Mit der Datenplattform "WikiLeaks" sollte man sich einfach nicht anlegen. Diese bitterere Erfahrung mussten nun auch die Macher des Spielfilms "The Fifth Estate" machen. Einen Monat vor dem offiziellen Kinostart des umstrittenen Films über die Geschichte der Internet- Enthüllungsplattform hat WikiLeaks das komplette Drehbuch des Dramas "geleakt".
Auf ihrem Twitter-Account kann seit Mittwochabend (18. September) jeder das Filmscript einsehen. Und damit nicht genug: in einem Memo aus viertausend Wörtern haben sich die Mitarbeiter der Plattform die Mühe gemacht, das Werk kritisch unter die Lupe zu nehmen. Das Resultat fällt ernüchternd aus: die Punkt-für Punkt-Analyse lässt kein gutes Haar an dem Konzept von Regisseur Bill Condon. "Da WikiLeaks niemals von Dreamworks / Disney-Film um Rat gefragt worden ist, stellen wir unsere Beratung nun kostenlos zur Verfügung", lautet der provokante Tweed von WikiLeaks am Mittwoch.
Die herbe Angriff auf den Film war fast zu erwarten. Bereits kurz nach der Veröffentlichung des ersten Trailers im Juli hatte die Enthüllungsplattform via Twitter zum Boykott des Spielfilmes aufgerufen. Julian Assange selbst verweigerte jede Zusammenarbeit mit den Filmemachern, nachdem er das Drehbuch gelesen hatte. Der Film sei ein "massiven Propaganda-Angriff" auf WikiLeaks, berichtete Assange der britischen Zeitschrift "Guardian" Anfang des Jahres.

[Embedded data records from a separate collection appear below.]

PR #41, opened 2022-11-12
Containerize the SFU and publish images to the registry

daniel-abramov:
Now building an image is part of our CI pipeline for `main` and pull requests.

The package is published to the GitHub Container Registry so that we can easily access the image during the deployment pipeline.

Note that the deployment pipeline is missing here which makes the PR not that useful **right now**, but once we start deploying from a CD pipeline, this all starts making a lot of sense and would allow us to deploy as easily as `scp`ing a single `docker-compose.yml` to the server and then executing an Ansible action.

I also updated the way how to pass the parameters to the image (regular environment variable as it's the most common practice that is portable and compatible with k8s).

Resolves https://github.com/matrix-org/waterfall/issues/36.

### DIFF
--- a/.github/workflows/docker.yaml
+++ b/.github/workflows/docker.yaml
@@ -1,0 +1,47 @@
+name: Build and publish Docker image
+
+on:
+  push:
+    branches:
+      - 'main'
+  pull_request: {}
+
+env:
+  REGISTRY: ghcr.io
+  IMAGE_NAME: ${{ github.repository }}
+
+jobs:
+  build-and-push-image:
+    runs-on: ubuntu-latest
+    permissions:
+      contents: read
+      packages: write
+
+    steps:
+      - name: Checkout repository
+        uses: actions/checkout@v3
+
+      - name: Log in to the Container registry
+        uses: docker/login-action@f054a8b539a109f9f41c372932f1ae047eff08c9
+        with:
+          registry: ${{ env.REGISTRY }}
+          username: ${{ github.actor }}
+          password: ${{ secrets.GITHUB_TOKEN }}
+
+      - name: Extract metadata (tags, labels) for Docker
+        id: meta
+        uses: docker/metadata-action@98669ae865ea3cffbcbaa878cf57c20bbf1c6c38
+        with:
+          images: ${{ env.REGISTRY }}/${{ env.IMAGE_NAME }}
+          tags: |
+            type=ref,event=branch
+            type=ref,event=pr
+            type=semver,pattern={{version}}
+
+      - name: Build and push Docker image
+        uses: docker/build-push-action@ad44023a93711e3deb337508980b4b5e9bcdc5dc
+        with:
+          context: .
+          push: true
+          tags: ${{ steps.meta.outputs.tags }}
+          labels: ${{ steps.meta.outputs.labels }}
--- a/.github/workflows/docker.yaml
+++ b/.github/workflows/docker.yaml
@@ -22,7 +22,7 @@ jobs:
         uses: actions/checkout@v3
 
       - name: Log in to the Container registry
-        uses: docker/login-action@f054a8b539a109f9f41c372932f1ae047eff08c9
+        uses: docker/login-action@v2
         with:
           registry: ${{ env.REGISTRY }}
           username: ${{ github.actor }}
@@ -30,16 +30,16 @@ jobs:
 
       - name: Extract metadata (tags, labels) for Docker
         id: meta
-        uses: docker/metadata-action@98669ae865ea3cffbcbaa878cf57c20bbf1c6c38
+        uses: docker/metadata-action@v4
         with:
           images: ${{ env.REGISTRY }}/${{ env.IMAGE_NAME }}
           tags: |
-            type=ref,event=branch
+            type=sha,format=short,event=branch
             type=ref,event=pr
             type=semver,pattern={{version}}
 
       - name: Build and push Docker image
-        uses: docker/build-push-action@ad44023a93711e3deb337508980b4b5e9bcdc5dc
+        uses: docker/build-push-action@v3
         with:
           context: .
           push: true
--- a/Dockerfile
+++ b/Dockerfile
@@ -1,0 +1,36 @@
+##
+## Build
+##
+FROM golang:1.19 AS build
+
+WORKDIR /app
+
+COPY go.mod ./
+COPY go.sum ./
+
+# Cache dependencies before building and copying the source code, so that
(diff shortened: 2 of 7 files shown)


docker-compose.yaml
```diff
@@ -0,0 +1,12 @@
+version: "3.3"
+services:
+  waterfall:
+    container_name: waterfall
+    image: ghcr.io/matrix-org/waterfall:main
+    network_mode: host
+    restart: always
+    environment:
```
SimonBrandner, line 8: Is there a way to avoid using env vars? We've just started transitioning from using env vars to using a config file, so I think we'd prefer not to use env vars in general

README.md
```diff
@@ -44,3 +44,29 @@ from the MSC.
...
 * `./dist/bin`
 * Access at <http://localhost:8080>
+
+## Docker
+
+### Building
+
+In order to build a docker image, run the following in the root directory:
+
+`$ docker build . -t matrix/materwall`
```
SimonBrandner, line 54: Why `matrix/`? Perhaps I am missing some docker knowledge here?

Dockerfile
```diff
@@ -0,0 +1,36 @@
...
+COPY go.sum ./
+
+# Cache dependencies before building and copying the source code, so that
+# we don't need to re-download when building and so that the change in the
+# source code do not invalidate our downloaded layer.
+RUN go mod download
+
+COPY ./src ./src
+
+RUN go build -o /sfu ./src
```
SimonBrandner, line 18:
```suggestion
RUN go build -o /waterfall ./src
```

I think we'd prefer to call the binary `waterfall`

.github/workflows/docker.yaml
```diff
@@ -0,0 +1,49 @@
+name: Build and public Docker image
```
SimonBrandner, line 1:
```suggestion
name: Build and publish Docker image
```

.github/workflows/docker.yaml
```diff
@@ -0,0 +1,49 @@
...
+
+on:
+  push:
+    branches:
+      - 'main'
+  pull_request:
+    branches:
+      - 'main'
```
SimonBrandner, line 9:
```suggestion
  pull_request: {}
```

I thought to run this for all PRs it would need to be this, am I wrong?

SimonBrandner (commented):
LGTM, just a few nits and a concern about env vars

docker-compose.yaml
daniel-abramov: Good question, let me elaborate on that 🙂 

So basically it all comes down to the flexibility of the setup so that we remain compatible with different ways to deploy and run the server as an image. Environment variables do not seem like the best idea when testing things locally or running the server in a bare Linux environment (which is the reason why we don't really obsolete the usage of the config file, it's still an option), however, it does not necessarily play well when we talk about automated deployments with e.g. k8s.

The problem with the config file is that it poses the question: how do we pass the config file to the image? Essentially we could do either of these:

- Embed the config file directly into the built image, i.e. making it part of the image. This is a bit problematic as it means that we must preconfigure the server at the moment the image is built which makes the image pretty much useless for any use case outside of the environment, the config of which was bundled together with the image.
- Another possibility is to supply the config file together with the image, but it means we would need to deliver an additional file with our `docker-compose` and mount the file to be accessible to the container on a runtime (while making sure that permissions, etc are all set right), in addition, we would need to pass the file name of the config explicitly as part of the `docker-compose.yml` which also makes the compose file a bit less useful.

This is normally solved by just passing the environment variables to the image as it also makes it easy to configure them per environment, i.e. we just deploy a single `docker-compose.yml` and we might provide a `.env` file that is automatically read when the container is started, meaning that the `docker-compose.yml` is environment-agnostic (could be used for both development and production environments) and all the configuration is just a part of the `.env` file as simple pairs of key=value.

There is an issue with the way I implemented which I realized upon reading your comment: since I introduced a separate variable for each configuration, it means that any time we add an additional configuration, we must both update the format of the config file **and** add handling of an additional environment variable to the function that reads environment variables. This is not very nice (copy-paste and syncing logic in two places), so I'm thinking about eliminating it the same way LiveKit SFU implemented it! What they did is that their `docker-compose.yml` file has a variable called `LIVEKIT_CONFIG` which is simply just a YAML. I.e. instead of creating separate variables for all configs, they allowed passing a `LIVEKIT_CONFIG` variable which is a regular body of the config file.

Perhaps I need to update it to have the same behavior to remain flexible and lower our maintenance effort!

README.md
daniel-abramov: It's just a tag, you can use any tag you want locally 🙂 I just scoped it for `matrix` to avoid confusion (in case there is another waterfall on a system 🤔) + it played well with the path to the `waterfall` in our container registry, so I thought for consistency it would be less confusing.

Dockerfile
daniel-abramov: Ok, let me change it to `waterfall` in all places. No strong opinion :)

.github/workflows/docker.yaml
daniel-abramov: I think you're right. What I wrote was meant to be "generate it for the pull requests that target a merge to the `main` branch". But I don't have any preference, we can do it the same way you did 🙂

docker-compose.yaml
daniel-abramov: @SimonBrandner, updated the PR to address all your points, ptal 🙂

.github/workflows/docker.yaml
daniel-abramov: Updated.

.github/workflows/docker.yaml
daniel-abramov: Done.

src/main.go
```diff
@@ -143,8 +116,14 @@ func main() {
...
-		logrus.WithError(err).Fatal("failed to load config file")
+
+	config, err = loadConfigFromEnv()
+	if err != nil {
+		logrus.WithError(err).Info("failed to load config from environment variables, trying to load from file")
+
+		if config, err = loadConfigFromPath(*configFilePath); err != nil {
+			logrus.WithError(err).Fatal("failed to load config file")
+		}
 	}
```
SimonBrandner, line 127: Could this please be wrapped in a `loadConfig` function located in `config.go`?

SimonBrandner (approved):
LGTM otherwise!

src/main.go
daniel-abramov: Sure! Done.

SimonBrandner (approved):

Mit "The Fifth Estate" wollte Regisseur Bill Condon ("Twilight") einen Film schaffen, der den Mythos um den egomanischen WikiLeaks-Gründer Assange enthüllt. Dass dieser sich angesichts der Darstellung seiner Person in heftiger Kritik übt, wird bereits nach wenigen Minuten des Films verständlich. Schon die erste Szene zeigt Assange als arroganten Firmen-Chef, der narzisstisch und selbstgefällig, nach Erfolg lechzt.
Julian Assange ist Mitbegründer der Plattform WikiLeaks. Seit der Veröffentlichung interner Dokumente der US-Behörden zu den Kriegen in Afghanistan im Jahr 2010 droht dem 41-Jährigen in den USA ein Strafprozess. Um diesem zu entgehen flüchtete er im Juni 2012 in die ecuadorianische Botschaft, wo ihm seit August 2012 politisches Asyl gewährt wird.
Gespielt wird der weißhaarige Aktivist von Hollywood-Star Benedict Cumberbatch ("Sherlock"). In der zweiten Hauptrolle ist der deutsche Schauspieler Daniel Brühl zu sehen. Er spielt den späteren Sprechers Assanges, Daniel Domscheit-Berg. Das Drehbuch stammt aus der Feder von Josh Singer und basiert auf den Büchern "Wikileaks: Julian Assanges Krieg gegen Geheimhaltung" der "Guardian"-Reporter David Leigh und Luke Harding sowie "Inside Wikileaks: Meine Zeit bei der gefährlichsten Website der Welt" des ehemaligen Assange-Intimus Daniel Domscheit-Berg.
Wie die Filmemacher weiterhin mit den Angriffen seitens WikiLeaks umgehen, bleibt abzuwarten. Gerüchten zufolge, soll bereits die erste Pressevorführung des Films, die am 06. September im Rahmen des diesjährigen Filmfestivals in Toronto stattfand, wegen der Kritiken vom Vormittag auf den Abend verschoben worden sein.
Bis zum deutschen Filmstart am 31. Oktober bleibt es also spannend.